● BRIEF:
Find every line in the entries that holds the string "support" and report it.

── WORKING DATA ──

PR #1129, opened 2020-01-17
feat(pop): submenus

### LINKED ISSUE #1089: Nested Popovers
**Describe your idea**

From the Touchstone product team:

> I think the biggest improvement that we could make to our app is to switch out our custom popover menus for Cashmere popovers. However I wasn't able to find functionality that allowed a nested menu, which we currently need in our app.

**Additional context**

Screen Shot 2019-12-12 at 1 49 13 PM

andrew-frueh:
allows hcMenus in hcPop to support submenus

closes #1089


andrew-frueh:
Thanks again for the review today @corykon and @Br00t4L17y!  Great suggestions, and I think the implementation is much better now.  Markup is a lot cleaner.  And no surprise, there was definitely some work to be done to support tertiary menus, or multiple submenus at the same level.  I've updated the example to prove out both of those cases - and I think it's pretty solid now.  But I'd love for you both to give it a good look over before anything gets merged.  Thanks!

───

● RESULT FOR THIS TASK:
allows hcMenus in hcPop to support submenus
Thanks again for the review today @corykon and @Br00t4L17y!  Great suggestions, and I think the implementation is much better now.  Markup is a lot cleaner.  And no surprise, there was definitely some work to be done to support tertiary menus, or multiple submenus at the same level.  I've updated the example to prove out both of those cases - and I think it's pretty solid now.  But I'd love for you both to give it a good look over before anything gets merged.  Thanks!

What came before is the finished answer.